Embora a transexual seja divorciada há anos, o cartório, localizado em Penápoles, recusou-se a realizar a retificação de seu nome na certidão de casamento, sob o argumento de que seria necessária a anuência expressa de sua ex-cônjuge, motivo pelo qual Camila (nome fictício) procurou a Defensoria.

Na ação, o Defensor Público Fábio Henrique Esposto sustentou que a negativa do cartório configura conduta abusiva e discriminatória. Em razão disso, foram ajuizadas duas ações, uma pela retificação de nome e gênero na certidão de casamento, e outra pleiteando indenização por danos morais infligidos a Camila.

O Defensor argumentou que “o provimento de n° 73/2018 do CNJ (Conselho Nacional de Justiça) determina em seu art. 8°, § 3°, que apenas em caso de existência de casamento é necessária a concordância do cônjuge para que haja modificação de nome e gênero na certidão de casamento”, mas que não era o caso, já que Camila está formalmente divorciada.

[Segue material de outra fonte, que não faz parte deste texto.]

PR #8108, opened 2026-06-04
Pass correct KubeVirt instancetype kind to providerSpec

soer3n:

The KubeVirt instancetype API response did not include a kind field, so the frontend derived it from the category with a hardcoded mapping: Custom →  VirtualMachineClusterInstancetype. This was wrong for user-deployed namespaced VirtualMachineInstancetype resources, which are also listed under the custom category. The machine providerSpec was created with the wrong kind, causing kkp ee resource quota validation in the kkp admission webhook to fail with  "instancetype not found".

this pr:
  - adds kind to the API response for each instancetype (correct per wrapper type)
  - removes the hardcoded category→kind switch in the frontend; uses kind from the API directly
  - fixes MachineDeployment edit/pre-selection to search the loaded list by name+kind to find the correct display category, with a name-only fallback for specs saved before this fix

Fixes #

**What type of PR is this?**

/kind bug
/kind regression

Depends on the [companion kubermatic pr](https://github.com/kubermatic/kubermatic/pull/15958) that fixes the ee webhook to handle user-deployed namespaced instancetypes. The kubermatic pr must be deployed first without the kind field in the api response, `selectedInstanceType?.kind` is undefined, which omits the field from the providerSpec and KubeVirt defaults back to VirtualMachineClusterInstancetype.

```release-note
none
```

**Documentation**:

```documentation
none
```

**Test issue**:

```test-issue
tbd
```

### DIFF
--- a/modules/api/cmd/kubermatic-api/swagger.json
+++ b/modules/api/cmd/kubermatic-api/swagger.json
@@ -42466,6 +42466,11 @@
       "description": "VirtualMachineInstanctype represents a KubeVirt VirtualMachineInstanctype",
       "type": "object",
       "properties": {
+        "kind": {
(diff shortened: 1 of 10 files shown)


KhizerRehan:
@soer3n  Incase /backport-needed kindly, take care to prev versions

PR #8117, opened 2026-06-11
Admin settings not loaded after authentication

ahmadhamzh:
The `adminSettings()` getter always returns the default admin settings because the authentication check happens before the `/status` endpoint responds. As a result, `this._auth.authenticated()` is `false` on the initial call, causing `_adminSettingsWatch$` to be initialized with the default settings.

Since both the WebSocket and HTTP approaches for fetching the settings are already protected by authentication, I don't think this additional check is necessary.

**What type of PR is this?**
/kind bug

```release-note
NONE
```

**Documentation**:
```documentation
NONE
```

**Test issue**:
```test-issue
NONE
```

### DIFF
--- a/modules/web/src/app/core/services/settings.ts
+++ b/modules/web/src/app/core/services/settings.ts
@@ -51,9 +51,9 @@ export class SettingsService {
   get adminSettings(): Observable<AdminSettings> {
     if (!this._adminSettingsWatch$) {
       this._adminSettingsWatch$ = iif(
-        () => this._auth.authenticated(),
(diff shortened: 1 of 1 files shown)


ahmadhamzh:
/retitle WIP Admin settings not loaded after authentication

ahmadhamzh:
/retitle Admin settings not loaded after authentication

KhizerRehan:
/approve
/lgtm

Do we need to backport also for prev releases I guess Yes 

/cc @ahmadhamzh

ahmadhamzh:
> Do we need to backport also for prev releases I guess Yes

@KhizerRehan the issue happen cause of the new authorization flow and that is not in any release yet so only main is enough

PR #3, opened 2015-03-08
Added support for Cinder.

kat-co:


cinder/autogenerated_client.go
```diff
@@ -0,0 +1,1821 @@
+package cinder
```
axw, line 12: All source files need a copyright header.

cinder/client.go
```diff
@@ -0,0 +1,264 @@
...
+import (
+	"fmt"
+	"net/http"
+	"net/url"
+	"time"
+)
+
+type TokenFn func() string
+
+func SetEndpointFn(endpoint *url.URL, wrappedHandler RequestHandlerFn) RequestHandlerFn {
```
axw, line 27: Seeing as the Host field is the only part of `endpoint` that is used, just pass in host?

axw, line 27: This should be documented.

cinder/client.go
```diff
@@ -0,0 +1,264 @@
+package cinder
+
+import (
+	"fmt"
+	"net/http"
+	"net/url"
+	"time"
+)
+
+type TokenFn func() string
```
axw, line 23: doc

cinder/client.go
```diff
@@ -0,0 +1,264 @@
...
+
+func SetEndpointFn(endpoint *url.URL, wrappedHandler RequestHandlerFn) RequestHandlerFn {
+	return func(req *http.Request) (*http.Response, error) {
+		req.URL.Host = endpoint.Host
+		req.Host = endpoint.Host
+		return wrappedHandler(req)
+	}
+}
+
+func SetAuthHeaderFn(token TokenFn, wrappedHandler RequestHandlerFn) RequestHandlerFn {
```
axw, line 37: doc

cinder/client.go
```diff
@@ -0,0 +1,264 @@
...
+func NewClient(tenantId string, handleRequest RequestHandlerFn) *Client {
+	return &Client{tenantId, handleRequest}
+}
+
+type Client struct {
+	tenantId      string
+	handleRequest RequestHandlerFn
+}
+
+// Shows information for a specified snapshot.
```
axw: These aren't auto-generated, right? Would prefer to stick with conventional "GetSnapshot ..."

cinder/client.go
```diff
@@ -0,0 +1,264 @@
...
+}
+
+// Lists volume types.
+func (c *Client) GetVolumeTypes() (*GetVolumeTypesResults, error) {
+	return getVolumeTypes(c.handleRequest, GetVolumeTypesParams{TenantId: c.tenantId})
+}
+
+type StatusResultFn func() (string, error)
+
+// VolumeStatusNotifier will check a volume's status to determine
```
axw: doc comment is inconsistent with method name

cinder/client.go
```diff
@@ -0,0 +1,264 @@
...
+// whether it matches the given status. After a check, it waits for
+// "waitDur" before attempting again. If the status does not match
+// after "numAttempts", an error is returned.
+func (c *Client) StatusNotifier(
+	getStatus StatusResultFn,
```
axw: I suspect the two first params would be better as a single predicate that returns (bool, error). That'll allow for alternative  strategies, like waiting for the status to be in a set, or _not_ equal to something, etc.

cinder/autogenerated_client.go
```diff
@@ -0,0 +1,1821 @@
...
+			Capabilities string `json:"capabilities"`
+		} `json:"extra_specs"`
+		ID   string `json:"id"`
+		Name string `json:"name"`
+	} `json:"volume_type"`
+}
+
+//
+// Updates a volume type.
+func updateVolumeType(request RequestHandlerFn, args UpdateVolumeTypeParams) (*UpdateVolumeTypeResults, error) {
```
axw, line 59: I wonder if these shouldn't be exported. We might periodically regenerate these, but not add exported methods on Client for every function. Then, others can make use of these auto-generated functions without having to go through the process of adding an exported method, writing tests, etc.

cinder/autogenerated_client.go
```diff
@@ -0,0 +1,1821 @@
...
+import (
+	"bytes"
+	"encoding/json"
+	"fmt"
+	"io/ioutil"
+	"net/http"
+	"strings"
+)
+
+type RequestHandlerFn func(*http.Request) (*http.Response, error)
```
axw, line 26: It'd be good to document this, and describe that the auto-generated functions will have a hard-coded URL that needs to be overridden by the `RequestHandlerFn`. Maybe move it out of the auto-generated file as well.

cinder/client.go
```diff
@@ -0,0 +1,264 @@
...
+	desiredStatus string,
+	numAttempts int,
+	waitDur time.Duration,
+) <-chan error {
+	notifierChan := make(chan error)
+	go func() {
+		for attemptNum := 0; attemptNum < numAttempts; attemptNum++ {
```
axw, line 254: `defer close(notifierChan)` prior to the for loop
No need for the `notifierChan <- nil` below then.

axw:
Generally looking good, just a few comments. I'd like to see the code generator checked into go-goose (or a separate repo), and a `//go:generate` directive added to one of the Go files to create `autogenerated_client.go`.

client/client.go
```diff
@@ -146,6 +152,11 @@ func (c *client) MakeServiceURL(serviceType string, parts []string) (string, err
 	return makeURL(c.baseURL, parts), nil
 }
 
+func (c *authenticatingClient) HostForRegion(region string) string {
+	return ""
+	//return c.regionServiceURLs[region]
```
wallyworld: ?

cinder/autogenerated_client.go
wallyworld, line 26: I'd like to see a bunch of doc describing the auto generation process, a link to the generation utility, where the WADL is sourced from etc.

dimitern:
@katco- do you plan on adding a cinder test double package later to support local/live tests needed for juju, like we have for nova and others?

cinder/autogenerated_client.go
wallyworld, line 59: In my view, I'd like to refrain from exporting these at the moment. The user facing, exported functions take params divorced from the params structs used on the wire etc. I think it's good to be able to explicitly control the user facing interface.

kat-co, line 59: @axw: Originally I did have these exported. I agree that it would probably be helpful to give the user flexibility in how they interact with the API.

@wallyworld: These are the same types that are utilized in the public functions, and they will always represent the information the user must specify in order to make a request. I agree that we should offer a curated experience, but I think I disagree that we should try and hide the raw calls from developers. If we make a breaking change, we can always use a version bump.

I am open to this idea. Can you give me an example of where this might be problematic to help clarify?

cinder/client.go
kat-co, line 254: Great suggestion!

cinder/client.go
kat-co: No they are not. Apologies, I think I just copied the documentation from the WADL and forgot to convert to Go format.

cinder/client.go
kat-co: Excellent suggestion!

client/client.go
kat-co: Whoops, development artifact! I've removed this entire function.

cinder/client.go
kat-co: Corrected.

cinder/client.go
kat-co, line 23: Corrected.

cinder/client.go
kat-co, line 27: Documentation corrected.

Regarding the endpoint parameter, I had this same debate with myself. The reason I went with URL is because I wanted a well-formed host, and URL guarantees this. I could take in a string and validate in this function, but that breaks the desired signature by returning an error (this makes it less "nice" to chain wrapper functions).

It's definitely debatable... given that new information, do you have any opinions/suggestions?

cinder/autogenerated_client.go
kat-co, line 12: Corrected.

Just FYI, it looks like no other files have the copyright. We might want a separate PR to correct that.

cinder/client.go
kat-co, line 37: Corrected.

kat-co:
@axw Regarding the auto-generation, and the inclusion of a go:generate directive. I'm going to look into this a bit, but one thing that immediately strikes me as problematic is referencing the external WADL files. I'm not immediately sure how to responsibly do that. Vendoring seems problematic at first glance.

cinder/autogenerated_client.go
axw, line 59: @katco-: If you do go ahead and export them, I think it'd be nice to have the generated and hand-written code in separate packages. Along the lines of the "gen" subpackage in https://github.com/awslabs/aws-sdk-go. Doing that would make it very clear that the functions are auto-generated, as opposed to part of a well-tested, curated set of functions.

axw:
> @axw Regarding the auto-generation, and the inclusion of a go:generate directive. I'm going to look into this a bit, but one thing that immediately strikes me as problematic is referencing the external WADL files. I'm not immediately sure how to responsibly do that. Vendoring seems problematic at first glance.

Is there a URL for the WADL file(s)? The generate command can be arbitrarily complex, so it can grab external files if necessary.

I'm not sure about vendoring. go-aws does do that, from what it looks like. It may also make sense to vendor the version of the WADL files that were used to generate the source files in the repo.

cinder/autogenerated_client.go
kat-co, line 26: I've added a bunch of documentation at the top.

cinder/autogenerated_client.go
```diff
@@ -0,0 +1,1704 @@
+// Copyright 2015 Canonical Ltd.
+// Licensed under the AGPLv3, see LICENCE file for details.
```
axw: Eep. Libraries should be using LGPLv3, and the root LICENSE file confirms that.

cinder/autogenerated_client.go
axw, line 12: Oops. Yes.

axw:
With license header fix, LGTM.

cinder/autogenerated_client.go
kat-co, line 59: @wallyworld and I discussed this at one point. I think it's a good idea, and the only reason I can see to keep it in the same package is that we make extensive use of the autogenerated types. I'm not sure if it makes sense to have to reference a 2nd package for that. Any opinion on that?

cinder/autogenerated_client.go
kat-co: Ack! Good catch. Thank you!

cinder/autogenerated_client.go
axw, line 59: Yes, that would be awkward. Let's leave this for now.

dimitern:
@kat-co let's try merging this with the bot! :)

nova/nova.go
```diff
@@ -706,3 +707,32 @@ func (c *Client) ListAvailabilityZones() ([]AvailabilityZone, error) {
...
+
+	var resp struct {
+		VolumeAttachment *VolumeAttachment
+	}
+	requestData := goosehttp.RequestData{RespValue: &resp}
+	url := fmt.Sprintf("%s/%s/%s", apiServers, serverId, apiVolumeAttachments)
+	err := c.client.SendRequest(client.POST, "compute", url, &requestData)
+	if errors.IsNotFound(err) {
+		return nil, errors.NewNotImplementedf(
+			err, nil, "the server does not support availability zones",
```
wallyworld: I think this is a cut and paste snafu.

nova/nova.go
```diff
@@ -706,3 +707,32 @@ func (c *Client) ListAvailabilityZones() ([]AvailabilityZone, error) {
...
+}
+
+type VolumeAttachment struct {
+	Device   string `json:"device"`
+	Id       string `json:"id"`
+	ServerId string `json:"serverId"`
+	VolumeId string `json:"volumeId"`
+}
+
+func (c *Client) AttachVolume(serverId, volumeId string) (*VolumeAttachment, error) {
```
wallyworld: Can we add a comment

nova/nova.go
```diff
@@ -706,3 +707,32 @@ func (c *Client) ListAvailabilityZones() ([]AvailabilityZone, error) {
 	}
 	return resp.AvailabilityZoneInfo, nil
 }
+
+func (c *Client) ListExtensions() {
```
wallyworld: Is this intentional?

nova/nova.go
kat-co: Correct you are!

nova/nova.go
kat-co: Added comments on both VolumeAttachment and AttachVolume.

nova/nova.go
kat-co: Nope; removed.

kat-co:
$$merge$$

PR #7, opened 2015-04-09
nova: fix volume-attachment req/resp serialisation

axw:
Fix the serialisation of the new volume attachment
methods in the Nova API. There were some missing
wrappers on the types passed in/out of the API.

Tested live with Juju.


wallyworld:
$$merge$$

axw:
Thanks.

PR #8, opened 2015-04-28
Enable patching out of test service server listing

bz2:
Adds a function patch point in matchServers which can be used
to return an error when listing all servers using the http
api.

Also makes the case where a bad filter is passed in behave
more like nova does by returning an error rather than an
empty set of servers.


dimitern:
LGTM

bz2:
$$merge$$

PR #9, opened 2015-05-22
nova: add Metadata to RunServerOpts

axw:
This commit adds the Metadata field to
RunServerOpts, and updates the test server
to extract the parameter and add it to
server details.


bz2:
Looks good - but I think metadata should actually be `map[string]string` not `map[string]interface{}` though I'm struggling to find definitive docs from the openstack side.

The v2 compute api docs are explict about the key/value being strings, and has an extra /metadata endpoint for extra manipulation after server creation:

http://developer.openstack.org/api-ref-compute-v2.html#compute_server_metadata

That seems to be gone in v2.1 though adding at server creation time is still fine.

I tried giving a non-string key to the /metadata endpoint on canonistack, and got it to blow up:

```
{"computeFault": {"message": "The server has either erred or is incapable of performing the requested operation.", "code": 500}}
```

axw:
@bz2 Thanks, I've changed it to `map[string]string`.

wallyworld:
LGTM

PR #12, opened 2015-07-22
cinder: correct type for Volume.Metadata

axw:
Fix the type of Volume.Metadata. The type was wrongly deduced by wadl2go.

Also, a couple of drive-by fixes found when running live tests.


wallyworld:
LGTM

axw:
$$merge$$

PR #13, opened 2015-07-22
nova, cinder: volume attachments fixes

axw:
Two fixes:
- cinder.Volume.Attachments should have a slice-of-struct
  type, not []interface{}. This is done now. The JSON
  schema has been verified with live data.
- nova.Client.DetachVolume should expect 202 from the
  server upon successful detach. This is according to
  the docs, and to reality (found a bug testing Juju).


wallyworld:
LGTM

axw:
$$merge$$

PR #15, opened 2015-08-27
Initial support for v3 userpass authentication.

mhilton:
This is support for v3 authentication, currently only using the default domain.

### DIFF
--- a/identity/identity.go
+++ b/identity/identity.go
@@ -15,9 +15,10 @@ import (
 type AuthMode int
 
 const (
-	AuthLegacy   = AuthMode(iota) // Legacy authentication
-	AuthUserPass                  // Username + password authentication
-	AuthKeyPair                   // Access/secret key pair authentication
+	AuthLegacy     = AuthMode(iota) // Legacy authentication
+	AuthUserPass                    // Username + password authentication
+	AuthKeyPair                     // Access/secret key pair authentication
+	AuthV3UserPass                  //Username + password authentication (v3 API)
 )
 
 func (a AuthMode) String() string {
@@ -28,6 +29,8 @@ func (a AuthMode) String() string {
 		return "Legacy Authentication"
 	case AuthUserPass:
 		return "Username/password Authentication"
+	case AuthV3UserPass:
+		return "Username/password (Version 3) Authentication"
 	}
 	panic(fmt.Errorf("Unknown athentication type: %d", a))
 }
@@ -116,5 +119,7 @@ func NewAuthenticator(authMode AuthMode, httpClient *goosehttp.Client) Authentic
 		return &UserPass{client: httpClient}
 	case AuthKeyPair:
 		return &KeyPair{client: httpClient}
+	case AuthV3UserPass:
+		return &V3UserPass{client: httpClient}
 	}
 }
--- a/identity/v3userpass.go
+++ b/identity/v3userpass.go
@@ -1,0 +1,182 @@
+package identity
+
+import (
+	"fmt"
+	"net/http"
+	"time"
+
+	goosehttp "gopkg.in/goose.v1/http"
+)
+
+// v3AuthWrapper wraps the v3AuthRequest to perform v3 authentication.
+type v3AuthWrapper struct {
+	Auth v3AuthRequest `json:"auth"`
+}
+
+// v3AuthRequest contains the authentication request.
+type v3AuthRequest struct {
+	Identity v3AuthIdentity `json:"identity"`
+	Scope    *v3AuthScope   `json:"scope,omitempty"`
+}
+
+// v3AuthIdentity contains the identity portion of an authentication
+// request.
+type v3AuthIdentity struct {
+	Methods  []string        `json:"methods"`
+	Password *v3AuthPassword `json:"password,omitempty"`
+	Token    *v3AuthToken    `json:"token,omitempty"`
+}
+
+// v3AuthPassword contains a password authentication request.
+type v3AuthPassword struct {
+	User v3AuthUser `json:"user"`
+}
+
+// v3AuthUser contains the user part of a password authentication
+// request..
+type v3AuthUser struct {
+	Domain   *v3AuthDomain `json:"domain,omitempty"`
+	ID       string        `json:"id,omitempty"`
+	Name     string        `json:"name,omitempty"`
+	Password string        `json:"password"`
+}
+
+// v3AuthDomain contains a domain definition of an authentication
+// request.
+type v3AuthDomain struct {
+	ID   string `json:"id,omitempty"`
+	Name string `json:"name,omitempty"`
+}
+
+// v3AuthToken contains the token to use for token authentication.
+type v3AuthToken struct {
+	ID string `json:"id"`
+}
+
+// v3AuthScope contains the scope of the authentication request.
+type v3AuthScope struct {
+	Domain  *v3AuthDomain  `json:"domain,omitempty"`
+	Project *v3AuthProject `json:"project,omitempty"`
+}
+
+// v3AuthProject contains the project scope for the authentication
+// request.
+type v3AuthProject struct {
+	Domain *v3AuthDomain `json:"domain,omitempty"`
+	ID     string        `json:"id,omitempty"`
+	Name   string        `json:"name,omitempty"`
+}
+
+/// / V3UserPass is an Authenticator that will perform username + password
+// authentication using the v3 protocol.
+type V3UserPass struct {
+	client *goosehttp.Client
+}
+
+// Auth performs a v3 username + password authentication request using
+// the values supplied in creds.
+func (u *V3UserPass) Auth(creds *Credentials) (*AuthDetails, error) {
+	if u.client == nil {
+		u.client = goosehttp.New()
+	}
+	auth := v3AuthWrapper{
+		Auth: v3AuthRequest{
+			Identity: v3AuthIdentity{
+				Methods: []string{"password"},
+				Password: &v3AuthPassword{
+					User: v3AuthUser{
+						Domain: &v3AuthDomain{
+							ID: "default",
+						},
+						Name:     creds.User,
+						Password: creds.Secrets,
+					},
+				},
+			},
+		},
+	}
+	if creds.TenantName != "" {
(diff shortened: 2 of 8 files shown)


identity/v3userpass.go
```diff
@@ -0,0 +1,182 @@
...
+}
+
+// v3AuthDomain contains a domain definition of an authentication
+// request.
+type v3AuthDomain struct {
+	ID   string `json:"id,omitempty"`
+	Name string `json:"name,omitempty"`
+}
+
+// v3AuthToken contains the token to use for token authentication.
```
urosj, line 51: I'm not familiar with the details, but does this cover all types of tokens? the uuid, pki and fernet one?

urosj, line 51: I think we're fine.

urosj:
code LGTM, I'm not entirely convinced the AuthV3UserPass is the right way and that maybe we should introduce keystone api version attribute instead.

identity/identity.go
```diff
@@ -15,9 +15,10 @@ import (
 type AuthMode int
 
 const (
-	AuthLegacy   = AuthMode(iota) // Legacy authentication
-	AuthUserPass                  // Username + password authentication
-	AuthKeyPair                   // Access/secret key pair authentication
+	AuthLegacy     = AuthMode(iota) // Legacy authentication
+	AuthUserPass                    // Username + password authentication
+	AuthKeyPair                     // Access/secret key pair authentication
+	AuthV3UserPass                  //Username + password authentication (v3 API)
```
dimitern, line 21: Add a space between // and Username please.

identity/identity.go
```diff
@@ -28,6 +29,8 @@ func (a AuthMode) String() string {
 		return "Legacy Authentication"
 	case AuthUserPass:
 		return "Username/password Authentication"
+	case AuthV3UserPass:
+		return "Username/password (Version 3) Authentication"
```
dimitern, line 33: Username/password Authentication (Version 3) ?

To minimize confusion, we should perhaps clarify which version the original AuthUserPass is using.

identity/v3userpass.go
```diff
@@ -0,0 +1,182 @@
...
+
+// v3AuthProject contains the project scope for the authentication
+// request.
+type v3AuthProject struct {
+	Domain *v3AuthDomain `json:"domain,omitempty"`
+	ID     string        `json:"id,omitempty"`
+	Name   string        `json:"name,omitempty"`
+}
+
+/// / V3UserPass is an Authenticator that will perform username + password
```
dimitern, line 70: Remove the extra "/ /" before V3UserPass.

identity/v3userpass.go
```diff
@@ -0,0 +1,182 @@
...
+
+type v3TokenCatalog struct {
+	ID        string            `json:"id"`
+	Type      string            `json:"type"`
+	Endpoints []v3TokenEndpoint `json:"endpoints"`
+}
+
+type v3TokenEndpoint struct {
+	ID        string `json:"id"`
+	Region    string `json:"region"`
```
dimitern, line 132: According to the official API docs - http://developer.openstack.org/api-ref-identity-v3.html
this should be "region_id" and RegionID respectively.

identity/v3userpass.go
```diff
@@ -0,0 +1,182 @@
...
+	URL       string `json:"url"`
+	Interface string `json:"interface"`
+}
+
+type v3TokenProject struct {
+	ID string `json:"id"`
```
dimitern, line 138: Why omit the optional domain section here (see the same link above - esp. the examples)?

identity/v3userpass.go
```diff
@@ -0,0 +1,182 @@
...
+}
+
+type v3TokenUser struct {
+	ID string `json:"id"`
```
dimitern, line 142: Ditto?

identity/v3userpass.go
```diff
@@ -0,0 +1,182 @@
...
+	Token v3Token `json:"token"`
+}
+
+type v3Token struct {
+	Expires time.Time        `json:"expires_at"`
+	Issued  time.Time        `json:"issued_at"`
+	Methods []string         `json:"methods"`
+	Catalog []v3TokenCatalog `json:"catalog"`
+	Project v3TokenProject   `json:"project"`
+	User    v3TokenUser      `json:"user"`
```
dimitern, line 121: How about Roles?

identity/v3userpass.go
```diff
@@ -0,0 +1,182 @@
...
+		},
+	}
+	if err := c.JsonRequest("POST", url, "", &req, nil); err != nil {
+		return nil, err
+	}
+	tok := req.RespHeaders.Get("X-Subject-Token")
+	if tok == "" {
+		return nil, fmt.Errorf("authentication failed")
+	}
+	rsu := make(map[string]ServiceURLs, len(resp.Token.Catalog))
```
dimitern, line 162: If I'm reading the API docs correctly, this code only caters for the case when "catalog" is returned inside a "token", but not when there is only "token", without "catalog" inside it.

identity/v3userpass_test.go
```diff
@@ -0,0 +1,88 @@
...
+		Secrets:    "secrets",
+		TenantName: "tenant",
+	}
+	auth, err := l.Auth(&creds)
+	c.Assert(err, gc.IsNil)
+	c.Assert(auth.Token, gc.Equals, userInfo.Token)
+	c.Assert(auth.TenantId, gc.Equals, userInfo.TenantId)
+}
+
+func (s *V3UserPassTestSuite) TestAuthWithCatalog(c *gc.C) {
```
dimitern, line 48: Please, add another test where catalog is missing, but token is present (see earlier comment).

testservices/identityservice/userpass_test.go
```diff
@@ -56,7 +56,7 @@ var authTemplate = `{
 }`
 
 func userPassAuthRequest(URL, user, key string) (*http.Response, error) {
-	client := &http.DefaultClient
```
dimitern, line 59: Why? It's quite intentional to use a pointer here, instead of a copy.
If you needed to copy http.DefaultClient in order for the tests to pass, something is _wrong_.

testservices/identityservice/legacy_test.go
```diff
@@ -30,7 +30,7 @@ func (s *LegacySuite) setupLegacy(user, secret string) (token, managementURL str
 }
 
 func LegacyAuthRequest(URL, user, key string) (*http.Response, error) {
-	client := &http.DefaultClient
```
dimitern, line 33: Why (see below)?

testservices/identityservice/v3userpass.go
```diff
@@ -0,0 +1,198 @@
...
+
+// Implement the v3 User Pass form of identity (Keystone)
+
+type V3UserPassRequest struct {
+	Auth struct {
+		Identity struct {
+			Methods  []string `json:"methods"`
+			Password struct {
+				User struct {
+					Name     string `json:"name"`
```
dimitern, line 21: How about ID?

testservices/identityservice/v3userpass.go
```diff
@@ -0,0 +1,198 @@
...
+					Password string `json:"password"`
+				} `json:"user"`
+			} `json:"password"`
+		} `json:"identity"`
+		Scope struct {
+			Project struct {
+				Name string `json:"name"`
```
dimitern, line 28: Ditto.

testservices/identityservice/v3userpass.go
```diff
@@ -0,0 +1,198 @@
...
+			} `json:"project"`
+		} `json:"scope"`
+	} `json:"auth"`
+}
+
+type V3Endpoint struct {
+	Interface string `json:"interface"`
+	Region    string `json:"region"`
```
dimitern, line 36: RegionID / region_id (see first few comments)

testservices/identityservice/v3userpass.go
```diff
@@ -0,0 +1,198 @@
...
+	Expires time.Time   `json:"expires_at"`
+	Issued  time.Time   `json:"issued_at"`
+	Methods []string    `json:"methods"`
+	Catalog []V3Service `json:"catalog,omitempty"`
+	Project *v3Project  `json:"project,omitempty"`
+	User    struct {
+		ID   string `json:"id"`
+		Name string `json:"name"`
+	} `json:"user"`
+}
```
dimitern, line 56: Roles?

testservices/identityservice/v3userpass.go
```diff
@@ -0,0 +1,198 @@
+package identityservice
```
dimitern, line 1: It looks like a lot of duplicated code from userpass.go - why not embed UserPass within V3UserPass and reuse it, overriding only where necessary?

testservices/identityservice/v3userpass.go
```diff
@@ -0,0 +1,198 @@
...
+	res.Methods = []string{"password"}
+	res.Catalog = u.services
+	res.User.ID = userInfo.Id
+
+	return &res, nil
+}
+
+// setupHTTP attaches all the needed handlers to provide the HTTP API.
+func (u *V3UserPass) SetupHTTP(mux *http.ServeMux) {
+	mux.Handle("/v3/auth/tokens", u)
```
dimitern, line 197: NOTE: Because V3UserPass handles a more specific URL paths, it needs to be registered before the older UserPass.

testservices/identityservice/v3userpass_test.go
```diff
@@ -0,0 +1,146 @@
+package identityservice
```
dimitern, line 1: Similarly here - to reduce the code duplication I'd suggest extracting a BaseUserPassSuite with the common code, then embed it into UserPassSuite and V3UserPassSuite.

dimitern:
NOT LGTM I'm afraid - it needs some clean up first and reduction of the amount of duplicated code.

testservices/identityservice/userpass_test.go
mhilton, line 59: It was indeed to make the tests compile.
http.DefaultClient is already a pointer (http://golang.org/pkg/net/http/#pkg-variables)

wallyworld:
Closing this PR as support for v3 auth has landed recently.

PR #16, opened 2015-11-04
Use endpoint from keystone in cinder client

bz2:
Fixes LP:1512399, "Get https:... local error: record overflow".

Previously the autogenerated code was inventing URLs to match a
particular form, then updating just the host to match the real
endpoint. This is insufficient if either the scheme is not https
or if there are other leading path components.

The autogenerated client code has already been manually edited,
this change drops the pretense we can regenerate it, the master
copy of the WADL files no longer works.

There are some minor api changes here, the signature of NewClient
has been changed, but the Basic entry point used by the openstack
provider in juju is untouched. Also, the use of v2 paths is no
longer enforced by the code through simply ignoring the keystone
return values. Callers must verify the endpoint they are using
is v2 if they require v2 functionality.


cinder/autogenerated_client.go
```diff
@@ -1,14 +1,11 @@
 // Copyright 2015 Canonical Ltd.
 // Licensed under the LGPLv3, see LICENCE file for details.
 
-// This file is not intended to be updated by hand, rather it should
-// be regenerated every time this library is built. The WADLs were
-// originally sourced from:
+// This file was initially autogenerated from the upstream wadl file, but has
```
axw, line 4: This makes me sad, but the WADL format really isn't complete enough to auto-generate everything anyway. Pity.

axw:
LGTM

bz2:
$$merge$$

PR #17, opened 2015-12-21
add update for secgroup and server

perrito666:
- Support updating of name and description for security groups as
  described in the Openstack API
  http://developer.openstack.org/api-ref-networking-v2-ext.html#updateSecGrou
- Added the capability to update server name as per the API available
  for openstack compute (there are two different update possibilities,
  the only one implemented is the one that supports name only)
  http://developer.openstack.org/api-ref-compute-v2.html#updateServer


axw:
LGTM

perrito666:
$$merge$$

bz2:
$$merge$$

Na decisão, a Justiça considerou que as alterações pretendidas não criarão impedimentos ao ex-cônjuge, e que a sua recusa não pode impedir as averbações na certidão de casamento, uma vez que já alterados os demais documentos. Assim, julgou procedente o pedido e determinou a retificação do assento civil de casamento da requerente, passando a figurar seu nome do gênero feminino, declarando suprido o consentimento da ex-cônjuge. A demanda indenizatória está em tramitação, pendente de julgamento.

“Para mim, é muito importante esta decisão por dois motivos. Primeiro, porque se a gente não altera, fica um impasse jurídico por ter uma certidão em um nome e outra com outro. E segundo, pelo constrangimento que a gente passa em órgãos públicos por causa da confusão de nomes”, comentou Camila após a decisão ser proferida. “Me sinto realizada, é uma meta conquistada. Para a gente que é trans, é importante ser tratada com o nome e o gênero como a gente se reconhece”, comemorou Camila.